Immune signatures transcriptomics and immune response datasets

We report the total number of assay samples collected from the transcriptomic and immune response datasets tallied by targeted pathogen and vaccine type, across multiple systems vaccinology datasets (Fig. 4a). We captured about ~3000 HAI antibody titer results from influenza studies that were measured by the standard HAI assay pre- and at multiple time points post-vaccination, depending on the study. Mean titers were calculated for the reported strains of the virus and were based on the highest dilution reported at day 28–30 post-vaccination. In addition, neutralizing antibody (NAB) titers and IgG ELISA results specific to each pathogen were determined by each study and are summarized (Fig. 4a). The overall transcriptomics dataset comprises multiple time points from 7 days pre-vaccination up to day 180 days post-vaccination (Fig. 4b).

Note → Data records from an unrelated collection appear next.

Issue #3955, opened 2022-06-10
Besu stops importing new blocks on mainnet


MrEtherGuy:
Besu has stopped updating blocks on mainnet a couple of times recently. After a manual restart it court up with the head of the chain and contiues as normal. Im running Geth on another computer (different port) as a backup which has had no issues.

Besu v22.4.1
openJDK v11.0.15
Ubuntu server v22.04 (kernal 5.15.37)

i7 12700
32GB ram

[Log01.txt](https://github.com/hyperledger/besu/files/8877164/Log01.txt)
[Log02.txt](https://github.com/hyperledger/besu/files/8877165/Log02.txt)
[besu.txt](https://github.com/hyperledger/besu/files/8877169/besu.txt)

daniellehrner:
This log line is a bit strange:
```
Jun 06 16:16:21 node besu[968]: 2022-06-06 16:16:21.842+01:00 | nioEventLoopGroup-3-1 | INFO  | BlockPropagationManager | Saving announced block 14915630 (0x090c5aefdaf3d7e03a4f4ae3be280e8e5795958d33188baf3de5aa48eeaeab94) for future import
```
We have changed this log message a few months ago, but in your log it still show the old message format. Could be please verify that you are actually running v22.4.1? It appears to be an older version.

MrEtherGuy:
Looks good.

curl -X POST -H "Content-Type: application/json" --data '{"jsonrpc":"2.0","method":"web3_clientVersion","params":[],"id":67}' http://localhost:8545
{
  "jsonrpc" : "2.0",
  "id" : 67,
  "result" : "besu/v22.4.1/linux-x86_64/openjdk-java-11"
}

Do you want more of the log?

beaconalerts:
This occured again a couple of hours ago. I've attated a larger log dump over the outage.
[Log03.txt](https://github.com/hyperledger/besu/files/8905857/Log03.txt)
.

MrEtherGuy:
This occured again a couple of hours ago. I've attated a larger log dump over the outage.
[Log03.txt](https://github.com/hyperledger/besu/files/8905933/Log03.txt)

pinges:
@Gabriel-Trintinalia and I looked at the log file (Log03.txt) and found the following:
[...]

PR #4175, opened 2022-07-27
Add mechanism to retrieve missing blocks 

Gabriel-Trintinalia:

## PR description
Add mechanism to retrieve missing blocks when a pending block is saved

## Fixed Issue(s)
#3955

## Documentation

## Changelog

### DIFF
--- a/ethereum/eth/src/main/java/org/hyperledger/besu/ethereum/eth/sync/BlockPropagationManager.java
+++ b/ethereum/eth/src/main/java/org/hyperledger/besu/ethereum/eth/sync/BlockPropagationManager.java
@@ -66,7 +66,6 @@ import org.slf4j.LoggerFactory;
 
 public class BlockPropagationManager {
   private static final Logger LOG = LoggerFactory.getLogger(BlockPropagationManager.class);
-  public static final int DEFAULT_MAX_PENDING_BLOCKS_BEFORE_RETRY = 3;
   private final SynchronizerConfiguration config;
   private final ProtocolSchedule protocolSchedule;
   private final ProtocolContext protocolContext;
@@ -441,10 +440,9 @@ public class BlockPropagationManager {
           LOG.info("Saving announced block {} for future import", block.toLogString());
         }
 
-        // Request parent of the lowest announced block when cache is too big
-        if (shouldRequestLowestPendingBlockParent()) {
-          pendingBlocksManager.lowestAnnouncedBlock().ifPresent(this::requestParentBlock);
-        }
+        // Request parent of the lowest announced block
+        pendingBlocksManager.lowestAnnouncedBlock().ifPresent(this::requestParentBlock);
+
         return CompletableFuture.completedFuture(block);
       }
     }
@@ -526,10 +524,6 @@ public class BlockPropagationManager {
     final Range<Long> importRange = config.getBlockPropagationRange();
     return importRange.contains(distanceFromLocalHead)
         && importRange.contains(distanceFromBestPeer);
-  }
-
-  private boolean shouldRequestLowestPendingBlockParent() {
-    return pendingBlocksManager.size() >= DEFAULT_MAX_PENDING_BLOCKS_BEFORE_RETRY;
   }
 
   private String toLogString(final Collection<NewBlockHash> newBlockHashs) {
--- a/ethereum/eth/src/main/java/org/hyperledger/besu/ethereum/eth/sync/BlockPropagationManager.java
+++ b/ethereum/eth/src/main/java/org/hyperledger/besu/ethereum/eth/sync/BlockPropagationManager.java
@@ -66,7 +66,7 @@ import org.slf4j.LoggerFactory;
 
 public class BlockPropagationManager {
   private static final Logger LOG = LoggerFactory.getLogger(BlockPropagationManager.class);
-
+  public static final int DEFAULT_MAX_PENDING_BLOCKS_BEFORE_RETRY = 3;
   private final SynchronizerConfiguration config;
   private final ProtocolSchedule protocolSchedule;
   private final ProtocolContext protocolContext;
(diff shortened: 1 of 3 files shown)


ethereum/eth/src/main/java/org/hyperledger/besu/ethereum/eth/sync/state/PendingBlocksManager.java
```diff
@@ -127,6 +127,10 @@ public Optional<BlockHeader> lowestAnnouncedBlock() {
         .min(Comparator.comparing(BlockHeader::getNumber));
   }
 
+  public int Size() {
```
garyschulte, line 130: camelcase

ethereum/eth/src/main/java/org/hyperledger/besu/ethereum/eth/sync/BlockPropagationManager.java
```diff
@@ -66,7 +66,7 @@
 
 public class BlockPropagationManager {
   private static final Logger LOG = LoggerFactory.getLogger(BlockPropagationManager.class);
-
+  public static final int DEFAULT_MAX_PENDING_BLOCKS_BEFORE_RETRY = 3;
```
ajsutton, line 69: Why would we wait to fall 3 blocks behind before attempting to retrieve the parent? I can see it makes sense to limit the number of parent blocks we'd try to download for a non-canonical chain before giving up finding where it connects to the existing chain but I'd have thought we'd want to be able to import new blocks as quickly as possible rather than delaying until we've fallen 3 blocks out of sync before starting requests.

garyschulte (approved):
Good test coverage 👍

ethereum/eth/src/main/java/org/hyperledger/besu/ethereum/eth/sync/BlockPropagationManager.java
garyschulte: effectively DEFAULT_MAX_PENDING_BLOCKS_BEFORE_RETRY=1 ?

ethereum/eth/src/main/java/org/hyperledger/besu/ethereum/eth/sync/state/PendingBlocksManager.java
Gabriel-Trintinalia: Fixed

ethereum/eth/src/main/java/org/hyperledger/besu/ethereum/eth/sync/BlockPropagationManager.java
Gabriel-Trintinalia: So  blocks happen to arrive out of order and Besu can already handle it saving them for future import in the Pending blocks cache. When this happens, the parent seems to arrive just after it without the need of  requesting the parent to the peers. 

However, when for any reason we miss the parent, then Besu enters the saving blocks state and cannot recover. It seems to happen, for example, when we get an ommer block so that parentHash is different and we cannot process the children. 

The threshold would avoid having to request the parent again every time that a block arrives out of order, giving enough time to the parent to be imported organically. 

Also, in a conversation with Karim, he mentioned that it could potentially avoid this to be used in an eventual attack.

ajsutton: I'd be requesting quite eagerly - it should be reasonably rare for blocks to arrive out of order so the additional overhead of requesting a block we wind up receiving is small, but waiting for more 3 more blocks is going to generally be over 30 seconds that we stay out of sync.

In terms of risks of attacks, I'm not sure I see it - you'd have to send me a block to get me to request a block from another peer (and besu should be requesting it from a peer that has announced it has that block which is likely only the original source for a deliberately constructed attack). So we aren't getting an amplification effect that could launch a DoS.

So yeah I'd advocate for setting the max to 1 (essentially just remove the condition entirely - if we get a block and don't have it's parent we should request the parent).

Gabriel-Trintinalia: Right, I will remove the condition entirely then.

The code is requesting the lowest pending block parent:
`pendingBlocksManager.lowestAnnouncedBlock().ifPresent(this::requestParentBlock);`

It makes sense to request the parent of the block being saved instead of the the lowest block parent. Thoughts?

ajsutton: I think its reasonable to request the lowest block we need as that ensures we're requesting blocks in the order we'll need to import them (generally).  The only catch is if we're only requesting one block at a time there's a risk that the block we choose to request might not be available and we get struck repeatedly requesting it instead of moving on to one from a different fork.

Gabriel-Trintinalia: Right, I have removed the condition. The scenario you mentioned should not happen often right? Also, if that happens, the purge mechanism would remove that stuck block when the PendingBlockCache is full and  Besu would eventually request the right missing parent.

ajsutton: It shouldn't happen often but that's where a potential attack could come in - I could send Besu a block with a non-existent parent and a low block number that would always be the first to be requested.  We shouldn't have to wait for the pending cache to fill up before moving on to try a different fork. I don't think that's a new problem with this PR though so could be solved separately.

fab-10:
It is worth to know that the `BlockPropagationManager` runs concurrently with full sync, and full sync should be able to recover from situations where a parent block was missing, so it could be that the real cause of the issue is related to full sync, in the way the sync target is selected, rather that the `BlockPropagationManager`. 
Anyway this could be a fallback mechanism to workaround full sync issues, and if it works well and since this block propagation is not needed after the merge, putting more effort on fixing full sync could not be worth.

fab-10:
What happens in case more than one parent block is missing?

matkt:
> It is worth to know that the `BlockPropagationManager` runs concurrently with full sync, and full sync should be able to recover from situations where a parent block was missing, so it could be that the real cause of the issue is related to full sync, in the way the sync target is selected, rather that the `BlockPropagationManager`. Anyway this could be a fallback mechanism to workaround full sync issues, and if it works well and since this block propagation is not needed after the merge, putting more effort on fixing full sync could not be worth.

the fullsync only starts when we are too far from the head. so indeed it can be strange that the fullsync does not trigger after a certain time. but at the same time I also prefer this fix because we don't have to wait to be too far to fix the problem

fab-10:
Double checked with @matkt, and full sync and `BlockPropagationManager` always run concurrently.

Gabriel-Trintinalia:
> What happens in case more than one parent block is missing?

So if block +3 arrives and we do not have +1 and +2:

1. we will request +3's parent, which is +2. 
2. Whenever +2 arrives, it would be saved for future and then request +1. 
3. When +1 arrives, it is imported, then its children (+2) and then +2's children (+3)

While most of the datasets focus on the young adult population (ages 18–50 years old), the data resource also includes studies that profile older adults following hepatitis B, influenza, and varicella vaccination (Fig. 4c) that may be useful for analysis. The Euler diagram describes the dataset overlap of participants with transcriptomics datasets and corresponding to one or more immune response datasets (Fig. 4d).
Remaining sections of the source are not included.